So I am looking over my database notes and material trying to refresh myself on the general concepts and terminology for upcoming interviews. I have gotten stuck at dependency however and lossless-join decompositions though. I have searched all over and see lots of mathy equations but I am looking for a plain and simple English response or example.
I have a found a powerpoint from http://www.cs.kent.edu/~jin/DM09Fall/lecture6.ppt which illustrates an example that I cannot fully understand. It is posted below.

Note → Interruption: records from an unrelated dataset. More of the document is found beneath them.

PR #6332, opened 2018-02-17
Actually remove @bridge.

hrhino:
Follow-up to scala/scala#6268 / 1eb0fba.

Turns out that `rm src/library/scala/annotation/bridge.scala` isn't the entire story: `Namers` references `bridge` by name, and scaladoc uselessly checks `isBridge` (the compiler doesn't set this flag until `erasure`, when the generated bridges show up).

Removed one of the scaladoc tests which tested that this annotation didn't do more than it was supposed to.

Thanks @SethTisue for keeping me honest about this.


hrhino:
/sync

(Scabot, Y u No Cooperate)?

NthPortal:
This overlaps a bit with #6319. I removed the annotation, but I missed the spots in the compiler where it's referenced indirectly (as a string, or a method containing `bridge`).

NthPortal:
Would you be okay with me cherry-picking this into #6319?

hrhino:
Ah, yeah, so you did. I missed that somehow. I don't mind you cherry-picking this across. LMK if/when you do and I'll close this out. Nice PR, btw.

NthPortal:
Thanks!

I've cherry-picked this across as 1b5429d

hrhino:
👍 thanks!

NthPortal:
I just noticed you originally removed `@bridge` from STARR, so thank you as well!

PR #6334, opened 2018-02-17
[SUPERSEDED] Adapt errors are emitted in patterns

som-snytt:
In patterns, implicits aren't enabled, but
enrichments are. Emit errors in that case;
otherwise, erroneous trees leak.

Fixes scala/bug#10731

[s: waiting for push, better error message]

### DIFF
--- a/src/compiler/scala/tools/nsc/typechecker/Typers.scala
+++ b/src/compiler/scala/tools/nsc/typechecker/Typers.scala
@@ -892,7 +892,7 @@ trait Typers extends Adaptations with Tags with TypersTracking with PatternTyper
         }
 
         def cantAdapt =
-          if (context.implicitsEnabled) MissingArgsForMethodTpeError(tree, meth)
+          if (context.implicitsEnabled || context.enrichmentEnabled) MissingArgsForMethodTpeError(tree, meth)
           else setError(tree)
 
         def emptyApplication: Tree = adapt(typed(Apply(tree, Nil) setPos tree.pos), mode, pt, original)
--- a/test/files/neg/t10474.check
+++ b/test/files/neg/t10474.check
@@ -1,0 +1,11 @@
+t10474.scala:8: error: missing argument list for method Foo in object Test
+Unapplied methods are only converted to functions when a function type is expected.
+You can make this conversion explicit by writing `Foo _` or `Foo(_)` instead of `Foo`.
+    case Foo.Bar ⇒ true
+         ^
+t10474.scala:15: error: missing argument list for method Foo in trait hrhino
+Unapplied methods are only converted to functions when a function type is expected.
+You can make this conversion explicit by writing `Foo _` or `Foo(_)` instead of `Foo`.
+  val Foo.Crash = ???
+      ^
+two errors found
--- a/test/files/neg/t10474.scala
+++ b/test/files/neg/t10474.scala
@@ -1,0 +1,16 @@
+
+object Test {
+  def Foo(a: Int): Char = ???
+
+  object Bar
+
+  def crash[A](): Boolean = Bar match {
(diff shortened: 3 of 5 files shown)


hrhino:
This fixes scala/bug#10474 as well, it seems (see #6042 for the huge buildup of yak hair caused by my attempt). 

```
Welcome to Scala 2.12.5-20180217-103230-bd8b51c (Java HotSpot(TM) 64-Bit Server VM, Java 1.8.0_121).

scala> def Foo(a: Int): Char = ???
Foo: (a: Int)Char

scala>   def crash[A](): Boolean = Bar match {
     |     case Foo.Bar ⇒ true
     |   }
<console>:12: error: not found: value Bar
         def crash[A](): Boolean = Bar match {
                                   ^
<console>:13: error: missing argument list for method Foo
Unapplied methods are only converted to functions when a function type is expected.
You can make this conversion explicit by writing `Foo _` or `Foo(_)` instead of `Foo`.
           case Foo.Bar ⇒ true
                ^
```

lrytz:
@som-snytt could you include the test case in https://github.com/scala/bug/issues/10474?

src/compiler/scala/tools/nsc/typechecker/Typers.scala
```diff
@@ -892,7 +892,7 @@ trait Typers extends Adaptations with Tags with TypersTracking with PatternTyper
         }
 
         def cantAdapt =
-          if (context.implicitsEnabled) MissingArgsForMethodTpeError(tree, meth)
+          if (context.implicitsEnabled || context.enrichmentEnabled) MissingArgsForMethodTpeError(tree, meth)
```
adriaanm, line 895: I never really figured out what's going on here, but my ramblings from https://github.com/scala/scala/pull/6042/files/eec156250d22cdc97dbeb0c66263ff3da74b1268#diff-4eab1aad4533a31c10565971e90f73ea point towards this condition checking that we're not currently type checking a pattern. This change would reverse that. 

In any case (ha!), reporting an error is progress. However, let's provide a better suggestion than eta expansion, which is not allowed in a pattern position.

adriaanm (changes requested):
Needs a more applicable error message.

src/compiler/scala/tools/nsc/typechecker/Typers.scala
som-snytt: Also, "applicable error message" ha!

som-snytt: I tried to look back in history to see when/why the conditional was introduced and failed.

som-snytt: OK, I'll read Adriaan's thread and add some LOC. It means I'll lose my scala center certificate for shortest fix of shortest crasher.

adriaanm:
Today is the last day to shield 2.12.5 from this particular indignity. `</voice ="Herzog">`

adriaanm:
I was feeling protective, so I pulled some slayer-protection into #6273. There's still plenty of room for error message improvement

som-snytt:
@adriaanm I was just reviewing your other long thread; I must have fallen asleep in a late chapter the first time I read it.

I see the crux is fine-tuned messaging, and that you are implementing your ideas for detecting what mode we're in. Do you want me to attempt something today? It's not quite the work hour here yet.

adriaanm:
I think we're too close to the deadline to attempt anything further today. The ideas I pushed to your branches didn't pan out, so I say we sleep on it and try after 2.12.5

adriaanm:
I'm going to close this PR -- I suggest we tackle both issues in the other PR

R = (A, B, C)F = {A → B, B → C)
Can be decomposed in two different ways
R1 = (A, B), R2 = (B, C)
Lossless-join decomposition:
R1 ∩ R2 = {B} and B → BC
Dependency preserving
R1 = (A, B), R2 = (A, C)
Lossless-join decomposition:
R1 ∩ R2 = {A} and A → AB
Not dependency preserving (cannot check B -> C without computing R1 ⋈ R2)
So I understand that having A → B and B → C means that you have a "reference" in each other, whereas A → B and A → C means there is no reference or link between B and C.
So,
Does Lossless-join decomposition mean that the data overall is still intact? In both scenarios, you can still eventually get both data, right? If this is wrong, please correct me! :)
What is the significance of having that connection B to C in the second decomposition, and how does that make it not dependency preserving?
If A is deleted you will simply have B and C with no relations.
If B is deleted you will still have A → C.
If C is deleted you will still have A → B.
Because even in the first example you will still end up with similiar results upon deleting values.
If A is deleted you will still have a relation of B → C.
If B is deleted you will simply have A and C with no relations.
If C is deleted you will have a relation of A → B.
So either way, if you delete each item you will still have two instances of a relation and one instance of two items having no relations
My guess would be that in deleting the "middle man relation" (is there a term for that), B in example 1 and A in example 2, is that you can still relate example 1's A → B then B → C, while in example 2 you are stuck with A → B with no connection to A → C.
But as you can see I am now back to square one as to why this causes data dependency and while googling "what is data dependency" or "examples of data dependency" it is simply not making any sense to me.
If anyone could help clarify this for me it would be greatly appreciated.